Brendan Williams

According to Paraprofessional Health Institute data, there were 581,000 nursing assistants working in nursing homes in 2018. Their median wage was just $13.38 an hour. Ninety-two percent were women, and the workforce is predominantly comprised of people of color — 37% are Black. Perhaps these demographics make it easier for some policymakers to marginalize these essential workers.

They may also explain the federal response to the crisis COVID-19 has created in our nursing homes. While hospitals receive most of the attention, and funding, nursing homes — at the very epicenter of the pandemic — have been treated as an afterthought. It was not until May that the Federal Emergency Management Agency (FEMA) announced it would send personal protective equipment (PPE) supplies to the nation’s nursing homes.  And what has it sent? 

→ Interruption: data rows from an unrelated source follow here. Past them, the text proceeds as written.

PR #449, opened 2016-10-12
Add collaboration groups

chrisseto:


tests/share/models/factories.py
```diff
@@ -0,0 +1,124 @@
...
+        self.change.save()
+
+
+class TypedShareObjectFactory(ShareObjectFactory):
+    class Meta:
+        abstract = True
+
+    @factory.lazy_attribute
+    def type(stub):
+        return random.choice([m.label.lower() for m in stub._LazyStub__model_class._meta.model._meta.concrete_model._meta.proxied_children])
```
aaxelb: 3 _metas deep! Crazy.

tests/share/models/factories.py
```diff
@@ -0,0 +1,124 @@
...
+
+
+class EntityFactory(TypedShareObjectFactory):
+    name = factory.Faker('company')
+    given_name = factory.Faker('first_name')
+    family_name = factory.Faker('last_name')
```
aaxelb: Does this not cause an error for non-person entities? Seems like it should.

chrisseto:
I'm not a huge fan of the naming on any of these as they aren't super clear. Whether or not you appear on the "top level" is entirely dependent on the `bibliographic` flag. `Collaboration` is the default bucket for the moment.

aaxelb:
Oh right, `bibliographic`, that makes sense. Maybe the base should be `AbstractContribution`, for clarity and to parallel the other typed models? Otherwise, I think the names are okay. `Host` is kinda weird, but I'm not sure what would be clearer.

Instead of fluid-impermeable, disposable isolation gowns, nursing homes received bright blue, unlabeled rectangular bags. At least one provider I know feared these were body bags. It was not an irrational fear — the bags, made of garbage bag material, had no holes through which functioning arms or hands could protrude. When I wore them for reporters, they were enormous on me, and I’m 6’3” tall and weigh 220 pounds. 

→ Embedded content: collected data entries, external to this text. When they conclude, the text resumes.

PR #480, opened 2016-10-19
[Feature][2.0.0] OAI normalizer

aaxelb:
- OAI Normalizer! Updated to the new data model.
 - OAI sources can have a `type_map` in their config, a dictionary that maps from a `dc:type` value to the name of a creative work type. It will be used to set the type of normalized works, with `emitted_type` as the default/fallback.
- Fixed a smattering of bugs unearthed by testing against various sources.
- Add `makechanges` management command, to manually run `MakeJsonPatches` for a normalized datum.
- Add some useful normalizer things:
 - `GuessAgentType`, to guess the type of agent (person, institution, organization) based on their name
 - `OAILink`, used by `IRI` for OAI identifiers like `oai:nature.com:foo`
 - `ArXivLink`, used by `IRI` for ArXiv identifiers like `arXiv:1010.22981`


share/normalize/links.py
```diff
@@ -533,7 +543,7 @@ def execute(self, obj):
         mapped = self.MAPPING.get(obj.lower())
 
         if not mapped:
-            logger.warning('No synonyms found for term "%s"', obj)
+            logger.debug('No synonyms found for term "%s"', obj)
```
chrisseto: Thank you

share/normalize/links.py
```diff
@@ -832,5 +892,52 @@ def execute(self, obj):
                 break
 
         if not final[0]:
-            raise ValueError('\'{}\' could not be identified as an Identifier.'.format(obj))
```
chrisseto: When would you want to not fail here? As Identifiers are fairly important, I'd rather not make them implicitly fire and forget.

share/normalize/links.py
```diff
@@ -832,5 +892,52 @@ def execute(self, obj):
...
+            return {'IRI': None}
         return final[0]().execute(obj)
+
+
+class GuessAgentTypeLink(AbstractLink):
+    """
+    When executed on the name of an agent, guess the agent's type.
+    """
+
+    ORGANIZATION_KEYWORDS = (
```
chrisseto: Would it be more efficient to just compile all of these into a single regex?

aaxelb: Yeah, probably, it'll be used a lot. Good call.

Perhaps because these “gowns” wouldn’t allow the use of hands anyway, or perhaps in anticipation of the child labor prohibitions under Fair Labor Standards Act of 1938 being overturned, nursing homes also received extra small, child-sized gloves, a remarkable size I was not even aware was made. 

Nursing homes were sent “surgical masks” with strange plastic ear loops (“Dumbo masks,” some called them) that lack the elasticity to fit on faces.  They were shipped permeable fabric masks from underwear maker Hanes that are very much like underwear and, according to their own labeling, useless in a medical setting.  One article reported that FEMA is looking to Hanes to produce as many as 10 million of these masks, as part of $781.2 million in contracts.

That dedicated caregivers would be expected to effectively wear garbage bag gowns and repurposed underwear on their faces — or any other useless PPE — is symbolic of a crisis in which nursing home staff and residents have been treated as garbage.  If the nursing home staff soldiering on through this wrenching tragedy needed any further confirmation that some regard them as worthless, they now have it.

Nursing homes are heavily regulated by the federal government, so where is a federal testing regimen to safeguard residents?  Should not nursing home staff have access to the same onsite, rapid-result testing that the White House has?  The president’s press secretary says President Trump is tested “multiple times a day.”  The testing that detected the virus in Kim Guilfoyle, girlfriend of the president’s eldest son, should surely be the standard for protecting our nation’s most elderly and infirm citizens, including a dwindling number of World War II veterans. 

Belatedly, the federal government has announced it will send unreliable antigen test kits to nursing homes, though with no real sense of urgency — reportedly by October perhaps.  Though these cheap tests provide rapid results, they are rapidly inaccurate.  The vendor for one claims it “is capable of achieving 84% sensitivity” – which means a 16% false negative rate.  I don’t know any provider who would want to play those life-threatening odds.

On June 30, before the U.S. Senate took a two-week recess, Sen. Maggie Hassan (D-NH) correctly noted that “[m]onths into this pandemic, there is still no robust Federal strategy to support the residents and employees of nursing homes.  That is inexcusable.”  And the federal funding given nursing homes has been but a small fraction of the allocations for hospitals and other providers. 

The heartbreaking tragedy that has befallen long-term care from COVID-19 is one in which nursing home caregivers and those they care for are clearly expendable.

Brendan Williams is the president/CEO of the New Hampshire Health Care Association.